We are not enough. Everything we need cannot be found within our own selves. We need to discover something bigger, something greater, beyond our own selves.
That is why it is so important that we not overlook Pentecost. Because from the day God poured out his Holy Spirit on that ragtag group of frightened followers, right up to this very moment, God has been working tenderly with each one of us. Meeting us right where we are. Even in the midst of all of this mess.
About 10 years after I graduated from college, a Jewish friend of mine was in the hospital recovering from an illness. He ran out of things to read so he randomly opened up a Bible to the Gospel of John. He had never seen a Christian Bible before and when he was growing up, talking about Jesus had been forbidden in his family. But by the time he finished the book of John, the Holy Spirit had moved him so deeply he accepted Christ right then and there – all alone, in the quiet of his hospital room.
I have other friends who have had much different experiences of the Holy Spirit. Theirs have been powerful, public experiences, in the context of worship or in response to preaching. Like that first Pentecost.
I’ve also spoken with people whose experiences were different from either of those. They have been visited by Jesus in dreams and visions and have come to recognize Jesus for who he truly is only through conversation with patient friends.
How amazing it is that God’s Holy Spirit reaches out to us in just the way we need! Calling to us in exactly the way we will hear it best.
That’s the way it was at that first Pentecost.
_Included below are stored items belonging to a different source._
Issue #9648, opened 2021-01-26
Improvements to InstalledVersions


Seldaek:
As per https://github.com/composer/installers/issues/470#issuecomment-740691709 & following comments - we should add a way to retrieve packages by type, and also include a bit more information about each package than only name/version/ref, namely:

- type
- install path

We should also include the root package in all this.

ochorocho:
@Seldaek i'm working on this now. What do you mean by "We should also include the root package in all this."?
Do you want me to include the "Root package name" along with "type" and "install_path" ?

Seldaek:
@ochorocho I mean the root package should also have an install path and all, I don't think it's anything special really, just a reminder to check when reviewing, but I think you can probably ignore this and it'll just work.

aimeos:
@Seldaek When is this feature expected to occur in composer? Is there a planned time frame?

Seldaek:
Hoping to merge @ochorocho 's PR next week, but it'll be shipping in Composer 2.1 for sure, when that ships though I am not sure.

PR #9699, opened 2021-02-15
Add install-path and type to installedVersions.php and installed.php,…

ochorocho:
… add method to get installed packages by type

* Extended installedVersions.php and installed.php with `type` and `install_path`
* Added `getInstalledPackagesByType` to allow retrieval of of installed packages by a given type

@Seldaek your feedbeack is very welcome :-)

https://github.com/composer/composer/issues/9648

### DIFF
--- a/src/Composer/InstalledVersions.php
+++ b/src/Composer/InstalledVersions.php
@@ -24,9 +24,14 @@ use Composer\Semver\VersionParser;
  */
 class InstalledVersions
 {
-    private static $installed;
+    private static $installed = array();
     private static $canGetVendors;
     private static $installedByVendor = array();
+
+    /**
+     * Initialize $installed array
+     */
+    public static function initializeInstalled() {}
 
     /**
      * Returns a list of all package names which are present, either by being installed, replaced or provided
@@ -46,6 +51,28 @@ class InstalledVersions
         }
 
         return array_keys(array_flip(\call_user_func_array('array_merge', $packages)));
+    }
+
+    /**
+     * Returns a list of all package names with a specific type e.g. 'library'
+     *
+     * @param  string   $type
+     * @return string[]
+     * @psalm-return list<string>
+     */
+    public static function getInstalledPackagesByType($type)
+    {
+        $packagesByType = array();
+
+        foreach (self::getInstalled() as $installed) {
+            foreach ($installed['versions'] as $name => $package) {
+                if (isset($package['type']) && $package['type'] === $type) {
+                    $packagesByType[] = $name;
+                }
+            }
+        }
+
+        return $packagesByType;
     }
 
     /**
@@ -274,3 +301,5 @@ class InstalledVersions
         return $installed;
     }
 }
+
+InstalledVersions::initializeInstalled();
--- a/src/Composer/InstalledVersions.php
+++ b/src/Composer/InstalledVersions.php
@@ -88,7 +88,7 @@ class InstalledVersions
     {
         foreach (self::getInstalled() as $installed) {
             if (isset($installed['versions'][$packageName])) {
-                return $includeDevRequirements || empty($installed['versions'][$packageName]['dev-requirement']);
+                return $includeDevRequirements || empty($installed['versions'][$packageName]['dev_requirement']);
             }
         }
 
@@ -230,7 +230,7 @@ class InstalledVersions
      *
      * @deprecated Use getAllRawData() instead which returns all datasets for all autoloaders present in the process. getRawData only returns the first dataset loaded, which may not be what you expect.
      * @return array[]
-     * @psalm-return array{root: array{name: string, version: string, reference: string, pretty_version: string, aliases: string[], dev: bool}, versions: array<string, array{dev-requirement: bool, pretty_version?: string, version?: string, aliases?: string[], reference?: string, replaced?: string[], provided?: string[]}>}
+     * @psalm-return array{root: array{name: string, version: string, reference: string, pretty_version: string, aliases: string[], dev: bool}, versions: array<string, array{dev_requirement: bool, pretty_version?: string, version?: string, aliases?: string[], reference?: string, replaced?: string[], provided?: string[]}>}
      */
     public static function getRawData()
     {
@@ -266,7 +266,7 @@ class InstalledVersions
      * @param  array[] $data A vendor/composer/installed.php data set
      * @return void
      *
-     * @psalm-param array{root: array{name: string, version: string, reference: string, pretty_version: string, aliases: string[], dev: bool}, versions: array<string, array{dev-requirement: bool, pretty_version?: string, version?: string, aliases?: string[], reference?: string, replaced?: string[], provided?: string[]}>} $data
+     * @psalm-param array{root: array{name: string, version: string, reference: string, pretty_version: string, aliases: string[], dev: bool}, versions: array<string, array{dev_requirement: bool, pretty_version?: string, version?: string, aliases?: string[], reference?: string, replaced?: string[], provided?: string[]}>} $data
      */
     public static function reload($data)
     {
@@ -276,7 +276,7 @@ class InstalledVersions
 
     /**
      * @return array[]
-     * @psalm-return list<array{root: array{name: string, version: string, reference: string, pretty_version: string, aliases: string[], dev: bool}, versions: array<string, array{dev-requirement: bool, pretty_version?: string, version?: string, aliases?: string[], reference?: string, replaced?: string[], provided?: string[]}>}>
+     * @psalm-return list<array{root: array{name: string, version: string, reference: string, pretty_version: string, aliases: string[], dev: bool}, versions: array<string, array{dev_requirement: bool, pretty_version?: string, version?: string, aliases?: string[], reference?: string, replaced?: string[], provided?: string[]}>}>
      */
     private static function getInstalled()
     {
--- a/src/Composer/InstalledVersions.php
+++ b/src/Composer/InstalledVersions.php
@@ -259,7 +259,7 @@ class InstalledVersions
      * Returns the raw data of all installed.php which are currently loaded for custom implementations
      *
      * @return array[]
-     * @psalm-return list<array{root: array{name: string, version: string, reference: string, pretty_version: string, aliases: string[], install_path: string}, versions: array<string, array{dev_requirement: bool, pretty_version?: string, version?: string, aliases?: string[], reference?: string, replaced?: string[], provided?: string[], install_path?: string}>}>
+     * @psalm-return list<array{root: array{name: string, version: string, reference: string, pretty_version: string, aliases: string[], dev: bool, install_path: string}, versions: array<string, array{dev_requirement: bool, pretty_version?: string, version?: string, aliases?: string[], reference?: string, replaced?: string[], provided?: string[], install_path?: string}>}>
      */
     public static function getAllRawData()
     {
--- a/src/Composer/InstalledVersions.php
+++ b/src/Composer/InstalledVersions.php
@@ -215,8 +215,25 @@ class InstalledVersions
     }
 
     /**
+     * @param  string      $packageName
+     * @return string|null If the package is being replaced or provided but is not really installed, null will be returned as install path. Packages of type metapackages also have a null install path.
+     */
+    public static function getInstallPath($packageName)
+    {
+        foreach (self::getInstalled() as $installed) {
+            if (!isset($installed['versions'][$packageName])) {
+                continue;
+            }
+
+            return isset($installed['versions'][$packageName]['install_path']) ? $installed['versions'][$packageName]['install_path'] : null;
+        }
+
+        throw new \OutOfBoundsException('Package "' . $packageName . '" is not installed');
+    }
+
+    /**
      * @return array
-     * @psalm-return array{name: string, version: string, reference: string, pretty_version: string, aliases: string[], dev: bool}
+     * @psalm-return array{name: string, version: string, reference: string, pretty_version: string, aliases: string[], dev: bool, install_path: string}
      */
     public static function getRootPackage()
     {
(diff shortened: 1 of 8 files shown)


ochorocho:
Just had a look whats going on with phpstan issues.
Get 352 errors, even when running it on `master`

```
 [ERROR] Found 352 errors     
 ```

File: src/Composer/Repository/FilesystemRepository.php [hunk 1]
```diff
@@ -146,9 +146,15 @@ public function write($devMode, InstallationManager $installationManager)
                     $reference = ($package->getSourceReference() ?: $package->getDistReference()) ?: null;
                 }
 
+                $basePath = $fs->normalizePath(realpath(realpath(getcwd())));
+                $path = $package instanceof RootPackageInterface ? $basePath : $installationManager->getInstallPath($package);
+                $installPath = ('' !== $path && null !== $path) ? $fs->findShortestPath($repoDir, $fs->isAbsolutePath($path) ? $path : getcwd() . '/' . $path, true) : null;
```
stof, line 151: returning a relative path to the `installed.json` file looks bad to me: there is no way to actually resolve that to a usable path when actually using the InstalledVersions API as the path to the installed.json file is not exposed anywhere (and when you merged data from multiple vendor folders, the relative path will not always be relative to the same thing)

stof (changes requested):

src/Composer/Repository/FilesystemRepository.php
ochorocho: Thanks for reviewing :-) Now using absolute paths.

ochorocho:
@stof can't wrap my head around this phpstan issue. It says `Call to an undefined static method`. The method is there, and it works locally and in "most" Actions except [windows](https://github.com/composer/composer/pull/9699/checks?check_run_id=1912251047)
Any idea what could cause this?

grafik

https://github.com/composer/composer/pull/9699/checks?check_run_id=1912250647

Seldaek:
@ochorocho sorry for the trouble but could you rebase this on latest master? I merged other things which conflict with your PR.

As for the phpstan error, you can ignore these, it's a quirk of the fact the InstalledVersions file used in CI does not yet contain the new methods until the PR gets merged.

ochorocho:
@Seldaek rebase done :-)

ochorocho:
FYI, all packages defined with `self.version` are missing paths.
Working on a fix right now.

src/Composer/Repository/FilesystemRepository.php
```diff
@@ -171,9 +171,14 @@ private function generateInstalledVersions(InstallationManager $installationMana
...
             }
 
+            $path = $installationManager->getInstallPath($package);
+            $installPath = realpath($path);
+
             $versions['versions'][$package->getName()] = array(
                 'pretty_version' => $package->getPrettyVersion(),
                 'version' => $package->getVersion(),
+                'type' => $package->getType(),
+                'install_path' => $installPath,
```
mvorisek, line 181: path should be relative to root project (or vendor?) directory to allow moving the project to somewhere else (realpath should be therefore NOT used as well)

Seldaek: getInstallPath is usually an absolute path though, so the right way here is to do like it's doing at line 109 to initialize `$pkgArray['install-path']`. Possibly the paths could be kept there in an array per package and passed to `generateInstalledVersions` too so you don't have to redo it here.

Seldaek: Also if `getInstallPath` returned `''` (like it does for packages of type `metapackage`) maybe we should set `install_path` to `null` to make this clear that there is no path/nothing installed. For the root package it should however be set to `''` representing getcwd().

src/Composer/InstalledVersions.php
```diff
@@ -39,14 +39,37 @@ public static function getInstalledPackages()
...
     }
 
+    /**
+     * Returns a list of all package names with a specific type e.g. 'library'
+     *
+     * @param  string   $type
+     * @return string[]
+     * @psalm-return list<string>
+     */
+    public static function getInstalledPackagesByType($type = 'library')
```
Seldaek, line 56: I don't think I'd have a default value here. If you don't know what you are looking for you shouldn't be calling this :)

src/Composer/InstalledVersions.php
```diff
@@ -39,14 +39,37 @@ public static function getInstalledPackages()
...
+        foreach (self::getInstalled() as $installed) {
+            $packages[] = $installed['versions'];
+        }
+
+        $packagesByType = array();
+        foreach ($packages[0] as $key => $package) {
+            if (isset($package['type']) && $package['type'] == $type) {
+                $packagesByType[] = $key;
+            }
+        }
```
Seldaek, line 68: You are ignoring everything but the first array returned by getInstalled here, which is not good in case there are multiple autoloaders loaded.

```suggestion
        $packagesByType = array();

        foreach (self::getInstalled() as $installed) {
            foreach ($installed['versions'] as $name => $package) {
                if (isset($package['type']) && $package['type'] === $type) {
                    $packagesByType[] = $name;
                }
            }
        }
```

Seldaek:
> FYI, all packages defined with self.version are missing paths.

I am not sure what you mean, if you have more details maybe we can figure out a solution or at least identify the root cause.

src/Composer/InstalledVersions.php
ochorocho: Makes sense :-) Removed the default value.

ochorocho:
> > FYI, all packages defined with self.version are missing paths.
> 
> I am not sure what you mean, if you have more details maybe we can figure out a solution or at least identify the root cause.

`install_path` was missing for some packages in `vendor/composer/InstalledVersions.php`.
Checked it again after i applied your suggestion and it seems to work now.

Thank you.

Let me know if you need anything else. :-)

Seldaek:
Thanks for the fixes. The last thing open is https://github.com/composer/composer/pull/9699#pullrequestreview-613122433 which definitely needs fixing but then it looks good to me.

src/Composer/Repository/FilesystemRepository.php
stof: note that not only metapackages will have no install path. Replaced packages will also be in such case (as they are not installed anywhere)

ochorocho: @stof thanks for that insight. So i reckon the problem described [here](https://github.com/composer/composer/pull/9699#issuecomment-800311716) still exists. I will verify that and let you know.

tests/Composer/Test/InstalledVersionsTest.php
```diff
@@ -187,6 +187,8 @@ public function testGetRootPackage()
         $this->assertSame(array(
             'pretty_version' => 'dev-master',
             'version' => 'dev-master',
+            'type' => 'library',
+            'install_path' => false,
```
stof, line 191: `string|null` is a better type than `string|false` IMO

ochorocho: Changed to `null`

ochorocho:
> Thanks for the fixes. The last thing open is [#9699 (review)](https://github.com/composer/composer/pull/9699#pullrequestreview-613122433) which definitely needs fixing but then it looks good to me.

@Seldaek now using an array containing package name and its path and passing it to `generateInstalledVersions`.
The root package path is now `'install_path' => '',` and `metapackage` using `'install_path' => NULL,`

tests/Composer/Test/Repository/Fixtures/installed.php
```diff
@@ -14,6 +14,8 @@
     'root' => array(
         'pretty_version' => 'dev-master',
         'version' => 'dev-master',
+        'type' => 'library',
+        'install_path' => false,
```
stof, line 18: this is wrong

src/Composer/Repository/FilesystemRepository.php
stof: the `InstalledVersions` API should still work with absolute paths. Otherwise, it is unusable as you won't be able to resolve them.

To make things portable, the solution is to dump paths using `__DIR__`, as done in the generated autoload files.

stof: which would require dumping that in a PHP file rather than JSON.
The other option would be to resolve relative paths in the place reading the json file (and so knowing its location)

Seldaek: Hmm yes `__DIR__` indeed would be good. `vendor/composer/installed.php` is indeed a PHP file not JSON so no problem there. It'll definitely make this PR more complex though as var_export can't be used as is anymore, sorry @ochorocho :)

Seldaek: Yup that's the idea. You can check AutoloadGenerator to see examples of doing this.

ochorocho: @Seldaek created a method to dump the version array including `__DIR__`.
Ready for review :-)

tests/Composer/Test/Repository/Fixtures/installed.php
ochorocho: Changed to `'install_path' => '',`.

Thanks you!

src/Composer/InstalledVersions.php
```diff
@@ -22,10 +22,15 @@
...
 {
-    private static $installed;
+    private static $installed = array();
     private static $canGetVendors;
     private static $installedByVendor = array();
 
+    /**
+     * Initialize $installed array
+     */
+    public static function __constructStatic() {}
```
stof, line 32: why `__constructStatic` ? names prefixed by `__` are soft-reserved by PHP for magic methods, and this is not one of them.

src/Composer/InstalledVersions.php
```diff
@@ -258,3 +284,5 @@ private static function getInstalled()
         return $installed;
     }
 }
+
+InstalledVersions::__constructStatic();
```
stof, line 288: why ? this is a no-op

src/Composer/Repository/FilesystemRepository.php
```diff
@@ -125,24 +130,53 @@ public function write($devMode, InstallationManager $installationManager)
...
+                } else {
+                    $lines .= "array(),\n";
+                }
+            }  elseif (is_bool($value)) {
+                $lines .= $value ? 'true' : 'false';
+                $lines .= ",\n";
+            } else {
+                $stringContent = str_replace(array('\\', '\''), array('\\\\', '\\\''), $value);
+                $folder = $key === 'install_path' ? '__DIR__ . DIRECTORY_SEPARATOR . ' : '';
+                $lines .= $folder . '\'' . $stringContent . "',\n";
```
stof, line 168: you should still be using `var_export` to export the string literal, rather than rebuilding it in userland (in an incomplete way)

src/Composer/Repository/FilesystemRepository.php
```diff
@@ -171,9 +205,13 @@ private function generateInstalledVersions(InstallationManager $installationMana
                 $reference = ($package->getSourceReference() ?: $package->getDistReference()) ?: null;
             }
 
+            $installPath = $package instanceof RootPackageInterface ? '' : $installPaths[$package->getName()];
```
stof, line 208: this is wrong. the relative path from the location of the installed.php file to the root package is not the empty string.

stof (commented):
I don't see any tests covering the generation of the `install_path` key

src/Composer/Repository/FilesystemRepository.php
ochorocho: This is the final result in `InstalledVersions.php` so i reckon the path correct:
```php
self::$installed = array(
    'root' => array(
        'pretty_version' => 'dev-master',
        'version' => 'dev-master',
        'type' => 'library',
        'install_path' => __DIR__ . DIRECTORY_SEPARATOR . '',
        'aliases' => array(
            0 => '2.1.x-dev',
        ),
        'reference' => 'a614587ec91031b99ab23b385838f6d9641c847d',
        'dev-requirement' => true,
        'name' => 'composer/composer',
    ),
   ....
```

Seldaek: root should have an install_path of `__DIR__ . '/../../'` for composer, but the result should be dependent on the vendor-dir, so it should really compute the relative path from vendor-dir/composer to getcwd() to find the root install path.

src/Composer/InstalledVersions.php
ochorocho: Makes sense, will rename it.

src/Composer/Repository/FilesystemRepository.php
ochorocho: Well, i need this to be able to write `__DIR__ . DIRECTORY_SEPARATOR . ` to the PHP file and not the resulting path.
Happy to have any suggestions to avoid using my own method.

stof: Your generated line is `__DIR__ . DIRECTORY_SEPARATOR .` followed by a string literal. I'm talking only about the string literal, not about the whole line.

src/Composer/Repository/FilesystemRepository.php
```diff
@@ -205,7 +205,16 @@ private function generateInstalledVersions(InstallationManager $installationMana
                 $reference = ($package->getSourceReference() ?: $package->getDistReference()) ?: null;
             }
 
-            $installPath = $package instanceof RootPackageInterface ? '' : $installPaths[$package->getName()];
+            if($package instanceof RootPackageInterface) {
+                $fs = new Filesystem();
+                $config = $package->getConfig();
+                $vendorDir = !empty($config['vendor-dir']) ? $config['vendor-dir'] : 'vendor';
+                $to = getcwd();
+                $from = $to . DIRECTORY_SEPARATOR . $vendorDir . DIRECTORY_SEPARATOR . 'composer';
```
stof, line 213: no need to do your own processing of the vendor-dir config. The `$from` is the `$repoDir` that we have in `->write()`, i.e. the folder in which we are generating the file. You only need to pass it as an argument in this private method

ochorocho: Thanks for that hint. Changed it.

ochorocho:
@Seldaek tried to fix `testRepositoryWritesInstalledPhp` but failed. :-( 
The path is confusing me `/foo/bar/vendor/woop/woop`.

Can you give me any advice to get this test running again?

ochorocho:
@Seldaek all tests passed now. Branch is up to date with master.

Seldaek:
@ochorocho thanks for this, I rebased it again and squashed commits to clean up a little then reviewed in depth and did some changes (some of it are kinda unrelated to this PR, just other things I noticed needed tweaking before 2.1 for InstalledVersions while I was poking around). Have a look at my individual commits if you're interested in more details.

I think this is mergeable now, but happy if someone else has a second to review again.

ochorocho (commented):
Looks good to me.

Thank you! :-)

Each heard in their own language.
By now the Asbury Outpouring is old news. Some of us even talk about it in the same way we talk about that first Pentecost – as an event in the past. But what a wonder that movement of the Spirit was! Suzanne Nicholson called it a sweet gentleness.
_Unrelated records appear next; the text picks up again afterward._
PR #9700, opened 2021-02-16
Allow $schema field in composer.json

RedGuy12:
When I add 
```json
"$schema":"https://getcomposer.org/schema.json"
```
to my composer file, it says
```
WARNING: Property $schema is not allowed.
```
This commit fixes that.

haha I got #9700

### DIFF
--- a/res/composer-schema.json
+++ b/res/composer-schema.json
@@ -7,7 +7,7 @@
     "properties": {
         "$schema": {
 			"type": "string",
-			"description": "The URL to the schema."
+			"description": "The URL to the schema.",
             "enum": [
                 "https://getcomposer.org/schema.json"
             ]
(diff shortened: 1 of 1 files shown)


stof:
Why adding such property in the composer.json file ?

RedGuy12:
> Why adding such property in the composer.json file ?

So VS code will autocomplete fields for me, alerts me when I made a mistake, etc.

stof:
Requiring a `$schema` property to know that a JSON file correspond to a given schema is **not** the way JSON schema is designed (otherwise, it would have automatically allowed this field). I think this is an issue in VS Code instead.

RedGuy12:
microsoft/vscode#116793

How awesome, that in an age of anxiety and violence, depression and deep woundedness, God’s Holy Spirit is reaching out to us with tenderness and peace.
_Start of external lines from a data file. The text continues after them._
PR #9702, opened 2021-02-16
Check if SODIUM_LIBRARY_VERSION is defined

brandonkelly:
PackageRepository assumes that if the `libsodium`/`sodium` extension is installed, that the `SODIUM_LIBRARY_VERSION` constant will be defined, however that constant wasn’t added until v2 of the Sodium extension.

This PR checks to make sure the constant is defined before attempting to reference it.


Seldaek:
Thanks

As we approach Pentecost, we need to remember that we follow a God who opened his arms to us, while we were yet sinners. While we were still broken, while we were still thrashing, while we were still depressed and anxious and trying to convince ourselves we were enough – God was there.
That’s tremendous news. God loves us first. Before we get our acts together, before we fully understand how he wants us to live, before anything and everything else, God loves us first. That’s one of the deepest convictions we hold as people who follow Jesus in the company of the Wesleys. And it’s one of the most important messages our hurting world needs to receive. God loves us first. Before we are even aware, the Holy Spirit is moving toward us in love.
Pentecost reminds us that Jesus placed seeking the Holy Spirit at the top of the list of things his followers need to do. Not just for our own sakes, but for the sake of the world. So that people can experience the power of God’s Holy Spirit, lovingly moving in their lives. So they can understand that yes, they are enough. God already loves them more than they could ever imagine. And also, no – they aren’t enough. Everything they need cannot be found within themselves. They aren’t enough to carry all their burdens alone, to shoulder all their anxiety and bitterness and anger by themselves. But there is One who is greater than they are, greater than all of us. The One who knows the weight of our burdens and the depth of our pain. The One whose Spirit was unleashed at Pentecost and continues to move with sweet gentleness, offering the healing and mercy and grace our world so badly needs.